That's probably because both he and I use EQ. The sub may have more output at 60 hz than 20hz in some cabins, but using eq to bring down the extra output and level it out means you get more efficient use of your amplifier power  You already know this of course, but just pointing it out for others.

Also, each vehicle will have different effects on the overall response.

I'm still amazed at how low this extends and how cleanly it plays. I'd love to hear a setup with several of these. It's the cleanest, most accurate I've ever had bass in any one of my vehicles over the years. Would I like more output, sure, but not at the sacrifice of accuracy. I'll simply add more of them


----------



## captainobvious

BuickGN said:


> Displacement and enclosure size.
> 
> Those complaining of slow, boomy bass that doesn't extend much below 50hz describe a classic example of being in too small of an enclosure.
> 
> I've been wanting to use some good shallow subs like the JL 13TW5 in an IB configuration like an easily removable baffle for my new BMW. I wouldn't be worried about low frequency extension at all. Output at low frequencies might not be the best due to displacement but I'm sure the response will be plenty flat down to 30hz.
> 
> I think the shallow subs' reputation for poor low frequency extension is the same as a 15" sub's reputation for being slow and boomy compared to it's smaller versions. The larger sub is less likely to have enough airspace due to trunk space limitations just like a shallow sub is more likely to be put into a tiny enclosure that won't allow it to "breathe" and go low without EQ and more power.
> 
> Last, I can't see a shallow sub in it's optimal airspace having any less extension than a "regular" sub with the same cone area and excursion. If your shallow sub does not have enough low end and you're not pushing it's excursion limits, it can benefit from EQ or a larger box to get the desired extension. I'm sure my IDMax15s would have no low end either if they were squeezed into a 1 cube box.

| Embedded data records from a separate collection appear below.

PR #2508, opened 2024-06-12
[♻️Housekeeping] Remove BufferPool class and use .net implementation

pictos:
There're a lot of places where Litedb news up an array just to discard it later, this is bad for allocations and perf. So:

- I added the the ArrayPool provided by the .NET team
- Removed old Pool implementations and replace then by .NET's one
- Change, where is possible, in the code places that news up an array to discard then later to use the ArrayPool


LiteDB/Engine/Disk/Serializer/BufferReader.cs
```diff
@@ -161,13 +163,13 @@ public string ReadString(int count)
             else
             {
                 // rent a buffer to be re-usable
-                var buffer = BufferPool.Rent(count);
```
JKamsker, line 164: Does using a [BufferOwner](https://gist.github.com/JKamsker/27f65465d401b03e68f3822406227285) make sense here?

JKamsker (commented):
Generally, i would love to see this step to finally happen.

- Why do we not centralize the buffer pool declaration or just use ArrayPool<byte> directly
- Is the additional dependency also required in newer versions? Will it be installed in net8? The ArrayPool in net8 is in ``System.Runtime``

LiteDB/Engine/Disk/Serializer/BufferReader.cs
```diff
@@ -251,13 +253,13 @@ private T ReadNumber<T>(Func<byte[], int, T> convert, int size)
             }
             else
             {
-                var buffer = BufferPool.Rent(size);
+                var buffer = bufferPool.Rent(size);
```
JKamsker, line 256: **Warning!** We need to to zero the loaned buffer! Otherwise the convert will return unexpected results! Rel: [ArrayPool<T>.Rent(Int32) Method](https://learn.microsoft.com/en-us/dotnet/api/system.buffers.arraypool-1.rent?view=net-8.0&devlangs=csharp&f1url=%3FappId%3DDev17IDEF1%26l%3DEN-US%26k%3Dk(System.Buffers.ArrayPool%25601.Rent)%3Bk(DevLang-csharp)%26rd%3Dtrue#remarks)

LiteDB/Engine/Disk/Serializer/BufferReader.cs
```diff
@@ -328,13 +330,13 @@ public ObjectId ReadObjectId()
             }
             else
             {
-                var buffer = BufferPool.Rent(12);
+                var buffer = bufferPool.Rent(12);
```
JKamsker, line 333: **Warning!** We need to to zero the loaned buffer! Otherwise the ObjectId could return unexpected results! Rel: [ArrayPool<T>.Rent(Int32) Method](https://learn.microsoft.com/en-us/dotnet/api/system.buffers.arraypool-1.rent?view=net-8.0&devlangs=csharp&f1url=%3FappId%3DDev17IDEF1%26l%3DEN-US%26k%3Dk(System.Buffers.ArrayPool%25601.Rent)%3Bk(DevLang-csharp)%26rd%3Dtrue#remarks)

LiteDB/Engine/Disk/Streams/AesStream.cs
```diff
@@ -52,6 +55,9 @@ public AesStream(string password, Stream stream)
             // start stream from zero position
             _stream.Position = 0;
 
+            var checkBuffer = bufferPool.Rent(32);
```
JKamsker, line 58: ``checkBuffer.Length`` will be used. Since the required 32 bytes is a minimum, the byte array returned could be larger.
Please adjust the code that uses the checkbuffer.

LiteDB/Engine/Engine/Upgrade.cs
```diff
@@ -19,20 +23,21 @@ private void TryUpgrade()
...
                 _settings.Filename,
                 FileMode.Open,
                 FileAccess.Read,
                 FileShare.Read, 1024))
             {
-                var buffer = new byte[1024];
+
 
                 stream.Position = 0;
                 stream.Read(buffer, 0, buffer.Length);
```
JKamsker, line 36: the length is not 1024 anymore! It could be 10 mb depending on what the pool has left.

JKamsker (changes requested):

LiteDB/Engine/Disk/Serializer/BufferReader.cs
pictos: no, because it will be boxed and will allocate, and here I'm trying to avoid allocations. When we bump the TFM we may use `ref struct` and better APIs

LiteDB/Engine/Disk/Streams/AesStream.cs
pictos: which test should fail if the array's length isn't 32bytes?

mbdavid (approved):
well done, thanks

PR #246, opened 2019-01-18
[DEVOPS-1214] Nix-toolification of cardano-chain

angerman:
This adds the nix-tools infra to cardano-chain.
Cross compilation is blocked on additional support
in iohk-nix, which will come in due course.


cleverca22 (approved):

nc6:
This looks reasonable, but also makes the nix infrastructure in this repo look a lot more complicated. Can we include with this PR appropriate instructions for what one needs to do for such things as:

- Adding a new Haskell specification
- Adding a new LaTeX specificiation
- Changing the dependencies of one of the packages

nc6 (changes requested):
Documentation as per previous comment?

angerman:
@nc6 We've moved the default and release nix templates into iohk-nix, which should make this easier to read (I hope).

In general you will be able to use `stack-to-nix` (instructions will follow) to turn your regular `stack.yaml` file into the necessary `nix/pkgs.nix` file.  That is also where you could do custom
configurations of haskell packages should they need any configuration beyond what stack
already sets.

You should also see the custom packages section where the LaTeX specs are in.  Let me know any other thoughts you have.  I'd be happy make this work for you as good as possible.

nix/pkgs.nix
```diff
@@ -0,0 +1,48 @@
+{ args ? { config = import ./config.nix; }
+, nixpkgs ? import <nixpkgs>
+}:
+let
+  pkgs = nixpkgs args;
+in
+let
+
+  inherit (import ./haskell-hackage-stackage.nix { inherit pkgs; }) haskell hackage stackage;
```
angerman: @rvl, I think these should become arguments, and be feed in from iohk-nix. What do you think? That would remove the need to have a `haskell-hackage-stackage.nix` expression per repo. And we rally don't want to have to bump them across projects do we? Rather bump `iohk-nix` as needed.

nix/pkgs.nix
```diff
@@ -0,0 +1,48 @@
...
+      (hackage: {
+          hsc2hs = hackage.hsc2hs."0.68.4".revisions.default;
+          # stackage beautifully omitts the Win32 pkg
+          Win32 = hackage.Win32."2.6.2.0".revisions.default;
+      })
+    ];
+    # package customizations
+    modules = [
+      haskell.ghcHackagePatches.${(stack-pkgs.overlay hackage).compiler.nix-name}
+      {
```
angerman: @rvl, @jbgi: I wonder if we could feed these in as cross patches from iohk-nix as well. it seems stupid if we have to replicate all patches in each and every repo.  Ideally we'd even apply the patches transparently with the project having to worry about it :(

angerman:
This currently depends on input-output-hk/iohk-nix#30. Once merged, this should be good to go.

nc6 (approved):

angerman:
bors try

angerman:
@nc6 the stack-rebuild build kite job failed. All I did was make a small change to the stack.yaml file to contain all targets:
https://github.com/input-output-hk/cardano-chain/pull/246/files#diff-fafd0cdcd559a7b124cc61c29413fb54

Any idea?

nc6:
@angerman Looks like we're trying to pass an option that doesn't exist to the chain tests. But we're about to prune the specs from the repo (and move them to fm-ledger-rules), so I think we should just remove this change from the stack.yaml file and go ahead with this anyway.

nc6:
bors try

angerman:
@nc6 Alright. I'll take care of it and merge tomorrow SGT then.

angerman:
@nc6 one more thing. Do we need to keep the stack build job if we have hydra?

nc6:
You mean the buildkite job? Quite possibly not, but let's deal with that in a separate PR.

For the absolutely tiny enclosure size required, I'd be MUCH more inclined to do 2 or 3 of the BM mkIV's in a shallow back wall enclosure. I had my JL 13TW5 in a full cube and it still couldn't play as low as the mkIV does, in half the enclosure size. The JL will be louder, but you'll be missing some low end. 3 mkIV's on a back wall enclosure would be unbelievably sick. Wish I had the space for that. I'd have to do mine in the trunk floor since I have a hatchback. :blush:

If it were a price difference thing, I could see it. But since 3 BM mkIV's can be had for the cost of a pair of 13TW5's, you get better low end extension, lower distortion AND more output. Win-Win-Win


----------



## Electrodynamic

cajunner said:


> this "whack" is less properly defined, I would submit that the 60 hz fundamental is where most of the subwoofers' work ends up, and a sub that can produce this note with more authority is going to wow people who don't need the 20 hz flat capability.
> 
> I also will add that your suggestion that response above 12 Khz is necessary for audio, is dependent on source material, and I believe many people with systems that have response roll off above 12 Khz, are in fact, enjoying their sound and may not notice the missing part of the spectrum.
> 
> Also, many people are hearing impaired, from damage and age and would hardly notice the loss of those higher frequencies in normal listening.
> 
> I am not saying your shallow sub is lacking when I say it trades efficiency for a balanced presentation that allows the sub to produce very low tones.
> 
> I believe you would have to admit, the XBL motor design you implement is able to be beaten on output/sensitivity based on the inherent limitations of XBL geometry, since most people have noted that although they love the sound, it's not as loud as most subs that don't have shallow design compromise, and that includes the motor.
> 
> You say yourself, if you want to boom, the BM is not your woofer. I am just agreeing with you, after all.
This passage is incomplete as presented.